Sexuality: What Were We Made For?

It has come to my attention that my commitment to the orthodox sexual ethic is in question; to answer some of these questions, I have posted the transcript of a talk I gave addressing my personal story. It is formatted as it originally was as a speech and not as it usually would be as a blog post, so take that in mind:

(edit: Please feel free to use the comment box below if you have questions. No need to backbite, I am pretty amenable to conversation 😊)

To ask “Why would God care about human sexuality?” is to ask, “Why would God care about Humanity at all?” Not only that but it’s not as if we’re some creature that popped into existence that God currently finds himself fascinated with but could easily fall out of his focus at any moment. The Christian belief is that God isn’t too busy or too distant from humanity to care about the little things much less something as important as how we relate to each other and continue our survival.
According to the scripture, we are God’s particular creations, made in his image, with whom he desires a freely-chosen love relationship. The fact that sexuality is so important to us is a good indication that it would be important to God and that he would have some ideas about how we can best appreciate this aspect of our nature.
If you don’t believe that God exists and actually has a plan for humanity then much of what we’ve talked about here can feel like a tool other people have created to control and marginalize certain people. If you do believe that God exists, and that he has a plan for sexuality that doesn’t include same-sex expression and you aren’t sure of his love for and delight in you, then it may feel like he’s playing games with human lives and the jokes on you. I say this because these are definitely things that I’ve wondered myself while exploring the topic sexuality and Christian theology.

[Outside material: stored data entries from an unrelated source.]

Issue #4580, opened 2017-07-03
QuasiQuotes should trigger building TH libraries


duog:
I don't fully understand the nuances, but in several places in Distribution.Cabal.Simple.GHC[(JS)] the extensions specified in a cabal file are checked for TemplateHaskell, and if it is present then object files are build for ghci, to enable the template haskell to be typechecked. By the same logic, the presence of QuasiQuotes should trigger the same behaviour.

ezyang:
Do you have an example program where this is causing a problem? I actually *don't* think it is necessary to build TH objects for just QuasiQuotes, because QuasiQuotes by themselves cannot trigger splices to build. For this very reason, QuasiQuotes are enabled on a stage 1 GHC compiler, when TemplateHaskell is not (that is why I added this pragma in the first place!)

duog:
I may be missing something, but I'm pretty sure QuasiQuotes can trigger splices to build, see examples in the docs here
[here](https://downloads.haskell.org/~ghc/latest/docs/html/users_guide/glasgow_exts.html#th-quasiquotation), are you thinking of TemplateHaskellQuotes?

[This](https://phabricator.haskell.org/D3677) patch contains and fixes a test case that failed due to a QuasiQuote needing an object file.

I have briefly tried to get language-quote-0.12 to fail to build with
```
cabal unpack language-c-quote-0.12
cd language-c-quote-0.12
cabal install --only-dependencies
cabal configure --disable-shared
cabal build
```
However, I can't see how to cajole ghc+cabal into not producing .dyn_o object files. I believe that if one could find such an incantation then this error would surface.

hvr:
@ezyang are you sure you don't mean `TemplateHaskellQuotes`?

ezyang:
Yes, you are right! So this is a legitimate bug, but it also sounds easy to fix: just find where we have `TemplateHaskell` hard coded and generalize it. @duog would you like to take a shot?

duog:
Yes I'd be happy to.

ezyang:
OK, I added you to the collaborators on Cabal. Looking forward to your patch!

PR #4598, opened 2017-07-10
Refine "doingTH" check to include checking for QuasiQuotes

duog:
Addresses #4580. I have not added a test for this. I could easily modify or duplicate the tests in cabal-tests/PackageTests/TemplateHaskell if you think it worthwhile.
Note that ghc-8.2 is smart enough to not need this logic, I'm not sure when those smarts were added.
I verified this works by modifying those tests to have QuasiQuotes in their cabal files, and running them with ghc-7.6.3.

### DIFF
--- a/Cabal/Distribution/PackageDescription.hs
+++ b/Cabal/Distribution/PackageDescription.hs
@@ -77,6 +77,7 @@ module Distribution.PackageDescription (
         allLanguages,
         allExtensions,
         usedExtensions,
+        usesTemplateHaskellOrQQ,
         hcOptions,
         hcProfOptions,
         hcSharedOptions,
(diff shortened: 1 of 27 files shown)


ezyang:
LGTM. Can we get a test? I can assist if it is non-obvious but https://github.com/haskell/cabal/tree/master/cabal-testsuite should give you a start.

Also, minor bikeshedding: shouldn't `usesTemplateHaskellOrQQ` be named based on the invariant it checks, rather than its implementation details? That would make it more robust to future changes. (This is easy enough to fix later so don't feel obligated to do anything.)

duog:
Test won't be a problem, I'll just copy tests/PackageTests/TemplateHaskell. As I noted above, It would only actually fail on older ghcs though.

I agree it should be based on the invariant it checks, but I couldn't come up with anything better. The analogous function in ghc is named needsTemplateHaskellOrQQ. I used "uses" to match the vocabulary of surrounding functions.

23Skidoo:
LGTM as well, merging!

23Skidoo:
Merged, thanks!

Hi I’m Johana-Marie, I’m a Christian and I’m bisexual. I grew up in a Christian home, and both of my parents were/are pastors and I gave my life to Christ at an early age. Most of the discussion surrounding me about sexuality was about not having sex until marriage, not looking at explicit sexual images, and not lusting after others (though that part was mostly aimed at guys). As I got older, there was also some discussion about the existence of gay people and mostly they were referenced as perverted people who hated God and who were lying at worst or perverted victims of abuse and parental neglect deceived about their attractions at best. Very occasionally gay was shown as something people “used to be”.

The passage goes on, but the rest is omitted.